- Opening Delimiter -
PR #410, opened 2024-05-23
fix: put false value in accept eula xml tag

ksimon1:
fix: put false value in accept eula xml tag

instead of commenting the eula, put a false value in accept eula tag.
- Closing Delimiter -
*Problem to solve:* All of the records need to be transcribed exactly.

*Written response:*
PR #410, opened 2024-05-23
fix: put false value in accept eula xml tag

ksimon1:
fix: put false value in accept eula xml tag

instead of commenting the eula, put a false value in accept eula tag.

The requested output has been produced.